Zambia’s elections: The aftermath
By Archimedes Muzenda
Zambia’s 2016 Presidential and Parliamentary elections ended in a tight race with the incumbent president declared the winner of the elections. President Edgar Lungu of the ruling Patriotic Front (PF) party secured 50.35% of the vote against Hakainde Hichilema of the opposition United Party for National Development (UPND) who received 47.67%.
However, disputes have been raised around the results. On top of the pre-election violence and alleged censorship of independent media, the opposition leader Hakainde Hichilema has raised allegations of electoral fraud, which of course has been vehemently denied by President Lungu. Hichilema has withdrawn his UPND party from the ballot verification process and is appealing to the National Constitutional Court over alleged vote tampering. This may postpone the inauguration of the President, which is due to take place on 23 August 2016. UPND submitted its appeal on the 17th of August and the Constitutional Court has 14 days to settle the matter. Noteworthy scenes in what is commonly known as one of Africa’s most stable democracies.
With President Lungu re-elected for a further 5 years, his administration will continue its policies of supporting lower income groups against the winds of copper price fluctuations, droughts, budget deficits and the prospect of continued tension over the closely fought election.

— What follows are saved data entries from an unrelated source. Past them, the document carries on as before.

PR #2554, opened 2023-10-24
Add code seat availability check to IT application

elichad:
Adds seat availability to the validity criteria for the member code check

### DIFF
--- a/amy/extforms/tests/test_training_request_form.py
+++ b/amy/extforms/tests/test_training_request_form.py
@@ -7,7 +7,7 @@ from django.urls import reverse
 
 from consents.models import Term, TermOptionChoices
 from extforms.views import TrainingRequestCreate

Nevertheless, the post-election landscape will be heavily influenced by the outcome of the forthcoming IMF bailout negotiations. The negotiations - postponed to the fourth quarter of 2016 - will now be resumed. Technocrats within Zambia’s Ministry of Finance recommended that the tough measures, installed within the terms of the bailout, should be implemented after the elections. This will undoubtedly lead to social concerns as the government is pressured to adjust its economic programme. Two outcomes are possible:
- Terms of the IMF bailout are accepted. This would mean the progressive removal of subsidies on energy and agriculture. Given the tough measures proposed within the terms and high rates of sovereign bonds that will be issued, Zambia will have to use the bailout fund on capital expenditure to ensure an economic recovery. This will enable spending on much needed energy infrastructure projects even though capital spending cannot be guaranteed. An acceptance of terms will likely subdue consumer spending.
- Negotiations fail as Lungu deems the terms to be unacceptable (subsidies will be a key factor). If the negotiations fail there is likely to be an increase in interest rates, a devaluation of the Kwacha, and tightening of available external financing options in the near future. This outcome will overshadow any other economic possibility as Zambia seeks an economic recovery.

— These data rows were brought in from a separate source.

PR #2558, opened 2023-10-27
Add filter to training requests view for invalid codes

### LINKED ISSUE #2396: Add filter to training requests view for invalid code
Once we implement #2379  we should have an additional filter on the [training requests view](https://amy.carpentries.org/requests/training_requests/) for applications with invalid codes.  

The admin user can then go in and edit the code as needed.

elichad:
Fixes #2396. The filter itself is simple change thanks to the `member_code_override` field added in #2549.

I also added tests for the whole filterset, and implemented a small fix to the state="Pending or accepted" filter option as a result (it wasn't excluding withdrawn requests).

### DIFF
--- a/amy/extrequests/filters.py
+++ b/amy/extrequests/filters.py
@@ -65,6 +65,12 @@ class TrainingRequestFilter(AMYFilterSet):
         widget=widgets.CheckboxInput,
     )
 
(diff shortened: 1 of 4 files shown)


pbanaszkiewicz (approved):
Looks good.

A key factor in the IMF bailout negotiations is the outcome from the constitutional referendum that also took place on August 11th on whether to amend Zambia’s Bill of Rights. The Bill gives citizens the right to food, shelter, employment and healthcare. The voting of both a constitutional referendum as well as a presidential election on the same day received criticism, but the referendum’s results have yet to be announced with many sceptical over whether it will be voted in. If a new Bill of Rights is passed, it will give Lungu a reason to refuse the terms on government subsidies proposed within the bailout to the detriment of the economy.
Africa’s second largest copper producer has been hit hard by the collapse in commodity prices and is facing significant challenges to finance its budget deficit. Zambia’s rating will likely be cut further this year as rising government debt continues to match expectations of reaching 60% of GDP by 2018. All eyes will be on negotiations with the IMF, which will now steer Zambia’s economic future.